試行錯誤を重ね追究している好酸球性副鼻腔炎の手術
耳鼻咽喉・頭頸部外科には多くの副鼻腔炎患者が訪れる。中でも好酸球性副鼻腔炎の患者が多い。好酸球性副鼻腔炎は厚生労働省による指定難病の一種で、両側の鼻の中に多発性の鼻茸ができる。一般的な慢性副鼻腔炎は抗菌薬と内視鏡手術で治癒するが、手術をしても再発を繰り返すのがこの病気の特徴である。
「好酸球性副鼻腔炎はステロイド剤を投与すれば軽快しますが、長期使用は望ましくありません。また長く患うほど、嗅覚の改善が難しくなります。そのためタイミングを見て手術し、より良い状態が長く続くようにコントロールすることが重要です」
手術の中でも特に力を入れているのが内視鏡下鼻副鼻腔手術(ESS)だ。半世紀以上前に同学耳鼻咽喉科の故・高橋研三氏、故・高橋良氏らが鼻の中から手術する鼻内手術を生み出し、6代目教授である森山寛氏らにより、1980年代に慈恵式内視鏡下鼻内手術が導入された。この流れをくみ東京慈恵会医科大学附属病院は、鼻副鼻腔疾患に対する手術件数・手術成績において世界トップレベルにある。
森氏は慈恵医大で2009年に開設した「嗅覚アロマ外来」の立ち上げメンバーの一人だ。

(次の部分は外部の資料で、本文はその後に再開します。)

PR #1578, opened 2025-12-14
Try to improve build

timothyarmes:


pascalaubry (commented):
Couldn't make it work on Fedora :-(
But still works on Mint.

PR #1579, opened 2025-12-14
Improve update experience

timothyarmes:


locale/fr/LC_MESSAGES/messages.po
```diff
@@ -1569,6 +1569,9 @@ msgstr "Ne rien faire (les joueur·euses seront apparié·es)"
 msgid "Do you want to install example event databases"
 msgstr "Voulez-vous installer des bases d'évènement d'exemple"
 
+msgid "Do you want to quit this older version"
+msgstr "Voulez-vous quitter cette ancienne version ?"
```
Molrn: `?` issue here. I wanted to remove add one in english, but it seems one gets added automatically for some reason, letting you have a look

Image

pyproject.toml
```diff
@@ -6,7 +6,7 @@ build-backend = "setuptools.build_meta"
 name = "sharly-chess"
 description = "An application to help chess arbiters and organizers manage their tournaments"
 requires-python = ">=3.13.0"
-version = "3.4.0b2"
+version = "3.4.0b1"
```
Molrn:
```suggestion
version = "3.4.0b2"
```

Molrn (commented):
- There is still a lack of user feedback if the install fails, the error is logged but IMO there'd need to be another alert considering there is one on success
- Maybe instead of asking to quit we could ask to start the downloaded version ?

pascalaubry:
I have a problem with this one, please do not merge.
image
image
I have checked, all the files are present.

src/common/engine.py
```diff
@@ -509,153 +510,169 @@ def _install_new_version(version: Version, download_url: str) -> bool:
...
+                                if machine in ('aarch64', 'arm64'):
+                                    downloaded_file = (
+                                        tmp_dir
+                                        / f'sharly-chess-{version}-linux-arm64.zip'
+                                    )
+                                elif machine in ('x86_64', 'amd64'):
+                                    downloaded_file = (
+                                        tmp_dir
+                                        / f'sharly-chess-{version}-linux-x86_64.zip'
+                                    )
```
pascalaubry:
```suggestion
                            if machine in ('aarch64', 'arm64'):
                                downloaded_file = (
                                    tmp_dir
                                    / f'sharly-chess-{version}-linux-arm64.zip'
                                )
                            elif machine in ('x86_64', 'amd64'):
                                downloaded_file = (
                                    tmp_dir
                                    / f'sharly-chess-{version}-linux-x86_64.zip'
                                )
```

src/common/engine.py
```diff
@@ -509,153 +510,169 @@ def _install_new_version(version: Version, download_url: str) -> bool:
...
-                )
-                response: Response = get(download_url, allow_redirects=True, timeout=10)
-                response.raise_for_status()
-                if not response:
-                    logger.error('No response from GitHub.')
-                    return False
-                if response.status_code != 200:
-                    logger.error(
-                        'Downloading failed with code [%d].', response.status_code
+        if not new_version_dir.exists():
```
pascalaubry: I think that we better keep this error.
```suggestion
        if new_version_dir.exists():
            logger.error(
                'Version [%s] is already installed in directory [%s], please manually delete this folder before installing.',
                version,
                new_version_dir.absolute(),
            )
            return False
        else:
```

pascalaubry (changes requested):
There is still something wrong (not in this PR) but I will fix fix it in another PR.

pascalaubry (changes requested):
After having tested, I really think that on upgrade success there is no good reason to continue with the old release, so the only option should be exiting the program.

locale/en/LC_MESSAGES/messages.po
```diff
@@ -3889,6 +3892,9 @@ msgstr ""
 msgid "Refresh this page."
 msgstr ""
 
+msgid "Release {version} has been installed in \"{folder}\"."
```
```suggestion
msgid "Release {version} has been installed in [{folder}]."
```

locale/fr/LC_MESSAGES/messages.po
```diff
@@ -3889,6 +3892,9 @@ msgstr "Actualiser"
 msgid "Refresh this page."
 msgstr "Actualiser la page."
 
+msgid "Release {version} has been installed in \"{folder}\"."
+msgstr "La nouvelle version {version} a été installée dans « {folder} »."
```
```suggestion
msgid "Release {version} has been installed in [{folder}]."
msgstr "La nouvelle version {version} a été installée dans [{folder}]."
```

src/common/engine.py
```diff
@@ -509,153 +510,169 @@ def _install_new_version(version: Version, download_url: str) -> bool:
...
+                return False
+            except Exception as ex:
+                logger.error('Unexpected error during installation: [%s]', ex)
+                return False
+
+        if input_interactive_yn(
+            _('Release {version} has been installed in "{folder}".').format(
+                version=version,
+                folder=new_version_dir.absolute(),
+            )
```
pascalaubry:
```suggestion
            _('Release {version} has been installed in [{folder}].').format(
                version=version,
                folder=new_version_dir.absolute(),
            )
```

pascalaubry (dismissed):
Last details.

src/common/engine.py
timothyarmes: It's not an error, there's no point downloading it again, instead we fall through

pascalaubry: Not an error but at least a warning (I don't think that people not downloading the new release because of an already existing folder will understand it if they are not warned).

pascalaubry (approved):

PR #1580, opened 2025-12-14
Fix `Modified since last upload` message on never uploaded tournaments

Molrn:
On new tournaments, you had the message `Modified since last upload`, even when the tournament had never been uploaded. Now: `Tournament not yet uploaded.`


timothyarmes (approved):
LGTM

PR #1805, opened 2026-02-20
Remove documents options when not applicable to any tournaments

Molrn:
- Norm report only available if there are titled players
- Berger grid only if there is a RR tournament
- All tournament docs if there is a tournament


pascalaubry (dismissed):
Documents link disappeared:

Image

And also please have a look at the tests.

pascalaubry (dismissed):

Issue #1778, opened 2026-02-14
Cleanup: Convert DB timestamp columns from FLOAT to ISO 8601 TEXT (#871 Phase 2)


arun1587:
## The Focus

The event database stores all generated timestamps (last_update, last_player_update, last_pairing_update, last_result_update,..) as **FLOAT** values (Unix epoch). When inspecting the database for debugging or auditing, values like `1739512345.123456` are opaque and require manual conversion to understand.

Additionally, triggers manage timestamp updates for tournament change tracking. These triggers are invisible to Python, making the timestamp logic harder to test, debug, and maintain.

Phase 1 already converted all timestamp fields from `float` to `datetime` at the **Python level**. The DB still stores FLOAT and the Python layer converts on read/write, creating a mismatch between the application type (`datetime`) and the storage type (`FLOAT`).

### Convert the FLOAT timestamp columns to TEXT (ISO 8601 UTC)

Store timestamps as human-readable UTC strings in the database. Example: `2025-02-14 09:30:45.123456` instead of `1739512345.123456`.

**Columns in scope:**

| Table | Column | Sub-second precision |
|-------|--------|:--------------------:|
| `tournament` | `last_update` | yes |
| `tournament` | `last_player_update` | yes |
| `tournament` | `last_pairing_update` | yes |
| `board` | `last_result_update` | yes |
| `screen` | `last_update` | no |
| `screen_set` | `last_update` | no |
| `family` | `last_update` | no |
| `display_controller` | `last_update` | no |

@Molrn please correct me if i'm missing other targets or characteristics here.

Sub-second precision is preserved for the columns that currently use it (via `unixepoch('subsec')` in triggers) — these are timing-sensitive for screen refresh polling. The remaining columns are set on manual config saves where second-level precision is sufficient.

All values are stored in **UTC** (matching current behavior — Unix epoch is inherently UTC). 

### Replace timestamp triggers with Python helpers

Move timestamp update logic from SQLite triggers into explicit Python methods in `EventDatabase`, making it testable and visible in the application code.

**Triggers to remove:**

| Trigger | Current action |
|---------|---------------|
| `set_tournament_last_pairing_update_on_pairing_insert` | Sets `last_pairing_update` on pairing insert |
| `set_tournament_last_pairing_update_on_pairing_update` | Sets `last_pairing_update` on pairing update |
| `set_tournament_last_pairing_update_on_pairing_delete` | Sets `last_pairing_update` on pairing delete |
[...]

PR #1807, opened 2026-02-20
chore(#1778): Convert timestamp columns from FLOAT to UTC ISO TEXT

arun1587:
- added migration 074 to address the timestamp conversion in the triggers (plugin data as well addressed)
- ensure we use utc across the fields

### DIFF
--- a/src/database/sqlite/event/event_database.py
+++ b/src/database/sqlite/event/event_database.py
@@ -1,5 +1,4 @@
 import shutil
-import time
 from collections import defaultdict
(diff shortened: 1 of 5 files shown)


pascalaubry (changes requested):
Please rename your migration to m075 after #1814 is merged.
Too database-oriented for me, @Molrn will be much more relevant than me for this one.

Molrn (approved):
All is working fine, migration is clean ;) thanks a lot !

「初めは、外来ブースの空いている土曜日の午後のみに開かれたマイナーな専門外来でした。もっと嗅覚外来の存在を知ってほしくて、患者さんのデータをまとめることにしたのです」
森氏は外来終了後、患者一人ひとりの症例をデータとしてまとめ、その結果を論文にして学会発表を行った。そうした地道な取り組みが実を結び、耳鼻咽喉科を専門科として確立した初代教授、故・金杉英五郎氏を記念して創設された金杉賞を受賞している。また嗅覚外来自体も、開設から10年以上が経過し、今では全国から多くの患者が訪れる。嗅覚に関する研究に対して、文部科学省から研究費も獲得し、嗅覚を専門とする後進やスタッフも集まるようになった。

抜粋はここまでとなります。